Technique? What are you talking about?

Warhol's "technique" was impeccable, perfectly refined and perfectly suited to the work he was producing. He wasn't, after all, making oil portraits in the 17th century manner or producing gilt altarpieces or frescos, so I don't see how you can compare his "technique" with other techniques for producing paintings. Titian couldn't have done Warhol's paintings as well as Warhol did.

Palladian said...

Warhol's work covered a tremendous range of processes, styles and media, including a large body of graphic work and of course his commercial work that Henry mentions. Some of his paintings are partially silkscreened, some not. But who cares? Michelangelo used gridded copying techniques to scale up his drawings for the Sistine Chapel frescos.

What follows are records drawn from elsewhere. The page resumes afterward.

PR #4388, opened 2025-03-15
sstable: update testutil readall to return an error

kruskall:
ReadAll is importing testutils which is pulling testify and other test dependencies in the final binary

move function to separate package since it's only called from test files

### DIFF
--- a/internal/compact/spans_test.go
+++ b/internal/compact/spans_test.go
@@ -132,10 +132,11 @@ func TestSplitAndEncodeSpan(t *testing.T) {
 			tw := sstable.NewRawWriter(obj, wo)
 			require.NoError(t, SplitAndEncodeSpan(base.DefaultComparer.Compare, &span, upToKey, tw))
 			require.NoError(t, tw.Close())
-			_, rangeDels, rangeKeys := sstable.ReadAll(obj, sstable.ReaderOptions{
+			_, rangeDels, rangeKeys, err := sstable.ReadAll(obj, sstable.ReaderOptions{
 				Comparer:   wo.Comparer,
 				KeySchemas: sstable.MakeKeySchemas(wo.KeySchema),
 			})
+			require.NoError(t, err)
 			require.LessOrEqual(t, len(rangeDels)+len(rangeKeys), 1)
 			s := "."
 			if all := append(rangeDels, rangeKeys...); len(all) == 1 {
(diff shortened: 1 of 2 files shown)


RaduBerinde:
How about updating the function to return an `error` instead of using `testutils.CheckErr` and leaving it where it is? It's only used in one test which can be easily updated to check for the error.

RaduBerinde (commented):
Just a couple of comments. Please squash the commits when you update. Thanks!

> *[Reviewable](https://reviewable.io/reviews/cockroachdb/pebble/4388#-:-OLRgZqJAeueUfvOWy7O:b3m1t01)* status: 0 of 2 files reviewed, 3 unresolved discussions (waiting on @jbowens)

___
*[`sstable/test_utils.go` line 47 at r3](https://reviewable.io/reviews/cockroachdb/pebble/4388#-OLRgCKi2ApP-98dhShc:-OLRgCKjABkHD9AX7Oc8:b8v5pta) ([raw file](https://github.com/cockroachdb/pebble/blob/34e225e484141fcc7c79083f673fbb2f4a6a8601/sstable/test_utils.go#L47)):*
> ```Go
> 		return nil, nil, nil, err
> 	}
> 	defer rangeDelIter.Close()
> ```

rangeDelIter can still be nil, we have to check
___
*[`sstable/test_utils.go` line 48 at r3](https://reviewable.io/reviews/cockroachdb/pebble/4388#-OLRgPzi47BzznpF5F1J:-OLRgPzi47BzznpF5F1K:b-98umrj) ([raw file](https://github.com/cockroachdb/pebble/blob/34e225e484141fcc7c79083f673fbb2f4a6a8601/sstable/test_utils.go#L48)):*
> ```Go
> 	}
> 	defer rangeDelIter.Close()
> 	d, err := rangeDelIter.First()
> ```

[nit] I'd keep the `s` or use `sp` (for "span"). Same below
___
*[`sstable/test_utils.go` line 61 at r3](https://reviewable.io/reviews/cockroachdb/pebble/4388#-OLRgEcS0ZH8d2HQabm2:-OLRgEcS0ZH8d2HQabm3:b-2guby3) ([raw file](https://github.com/cockroachdb/pebble/blob/34e225e484141fcc7c79083f673fbb2f4a6a8601/sstable/test_utils.go#L61)):*
> ```Go
> 
> 	rangeKeyIter, err := reader.NewRawRangeKeyIter(ctx, NoFragmentTransforms)
> 	if err != nil {
> ```

same here

RaduBerinde:
Published v2.0.3.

Vermeer (and many other artists of his time) used perspectival frames and camera obscuras. Van Dyck (and many, many other artists) had assistants paint anywhere from 25-100% of some of their paintings. Does this knowledge of their "techniques" diminish the greatness of their work? Would you really argue that Warhol's paintings are nothing more than the sum total of the complexity of their process of creation? Would you pass the same judgment on Rembrandt (an artist excoriated in his own time for poor technique)? Do you hold it against Leonardo Da Vinci that his oil fresco technique for "The Last Supper" was so poor that the painting is basically completely destroyed? I'm not saying that Warhol is a "better" artist than Titian or anybody else; I think such comparisons are meaningless anyway. What I'm saying is that, in the context of his time and in the context of his work, his art perfectly, beautifully, frighteningly resonated, as did the work of Titian in his time and Hans Holbein in his time and Manet in his time and Picasso in his. I could make value judgments about all these artists, but that's not interesting to me. Warhol could never have painted a Titian. Titian could never have painted a Warhol.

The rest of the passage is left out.